By Richard Adeniyi
Ogbeh said importers were the greatest wreckers of Nigeria’s efforts to promote patronage of locally produced products.
Speaking in Abuja recently when he appeared before the National Assembly Joint Committee on Agriculture to defend the ministry’s budget, Ogbeh said that international merchants such as importers of such products as toothpick, sugar, vegetables, and pencils were frustrating government’s efforts at ensuring that Nigerians bought made in Nigeria goods.
“We are a nation of importers. Toothpick every year costs us 18 million dollars, tomato paste costs us 400 million dollars.
“Meanwhile, a basket of tomatoes is less than N2,000. The farmers are losing money because the processors do not have enough funds to set up factories.
“Two factories have started off. I am sure by the end of next year we can comfortably tell the importers of tomato paste to stop.
“Unfortunately, when you do you make enemies; even the importation of rice that we are trying to reduce is creating for us enemies, heavy enemies, people, who can kill if they have the opportunity because you are spoiling their business.
“Nobody should take this lightly. These guys have hijacked the economy of this country.
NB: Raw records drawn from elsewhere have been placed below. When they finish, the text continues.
PR #1127, opened 2026-04-04
Add `Tree::wakeUpSignal()` getter

tonynajjar:
## Problem

`Tree::sleep()` uses `WakeUpSignal::waitFor()`, which internally calls `std::condition_variable::wait_for()` — this always measures time against `steady_clock` (wall time). When using a simulated clock that runs faster or slower than real time (e.g., ROS 2's `/clock` topic with `use_sim_time`), the tree tick rate doesn't scale with the simulation. At 10x sim speed, a 100ms loop timeout still blocks 100ms real time, so the tree ticks 10x too slowly relative to the simulated world.

C++ provides no mechanism to make `condition_variable` wait on a custom clock, so any solution requires polling.

## Solution

Add `Tree::wakeUpSignal()` — a simple getter that returns the tree's shared `WakeUpSignal`. This allows frameworks to implement their own clock-aware sleep logic externally while still being able to check for wake-up signals (preemption).

For example, in ROS 2 (Nav2), the between-tick sleep loop can poll the ROS clock for the deadline while doing short `waitFor(1ms)` calls to stay responsive to preemption:

```cpp
auto wake_up = tree->wakeUpSignal();
while (ros_clock->now() < deadline) {
  if (wake_up->waitFor(std::chrono::milliseconds(1)))
    return true;  // woken up early
}
```

### DIFF
--- a/include/behaviortree_cpp/bt_factory.h
+++ b/include/behaviortree_cpp/bt_factory.h
@@ -127,7 +127,7 @@ public:
   /// WakeUpSignal so it can check for early wake-up.
   /// Return true if woken up before the timeout, false if the full duration elapsed.
   using SleepOverrideFunc =
-    std::function<bool(std::chrono::system_clock::duration, WakeUpSignal&)>;
+      std::function<bool(std::chrono::system_clock::duration, WakeUpSignal&)>;
 
   /**
     * @brief Sleep for a certain amount of time. This sleep could be interrupted by the methods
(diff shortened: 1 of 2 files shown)


facontidavide:
thanks

SteveMacenski:
@facontidavide can we get a new release? This is blocking potential releases in Lyrical for Nav2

“They have taken it hostage and they have no intention of giving up. This regime is unpopular in part because it is trying to cut down imports and transfer the wealth to another thing.
“I know what I am saying because I have been in this business for 41 years. We import sugar, handkerchief, toothpaste, even pencils.
“I read in the newspapers recently that the Champagne Ambassador in Nigeria said Nigerians love life. We are the biggest consumers of champagne on planet earth. More than the French who made it. It will take a strong government to cure Nigeria of this problem,” he said.
He said it was unfortunate that some Nigerians, who had developed so much appetite for foreign goods, were finding it difficult to begin to patronise locally produced goods.
“There is made in Nigeria rice in super markets across the country, but I have no sympathy for those who insist that it must be foreign rice.
“I have no cure for their disease. If they prefer foreign rice I cannot stop them,” he said.
He said it was unfortunate that some reasons given crave for foreign produce was borne out of the need to show class and not because the products were better than locally produced goods.
The minister said that the country could pride itself as one of the largest producers of rice and yam in Africa.
He promised that the Federal Government would begin to consider the possibility of exploring cocoa and other cash crops.
On implication of farmers, herders clash on the amount of products produced in the country, Ogbeh said it had so much effect on the quantity of food crops churned out by farmers.
He expressed concern that efforts by the ministry to find lasting solution to the problem had been frustrated by key players in various states.
He pointed out that the ministry invited governors of the 36 states of the federation to a roundtable, only 16 states responded.
The minister said the country could pride itself as one of African countries that is the largest producer of rice and yam.
The Co-chairman of the Joint Committee on Agriculture, Sen. Abdullahi Adamu, called for concerted effort to restore the glory of the agricultural sector, which was once the country’s mainstay.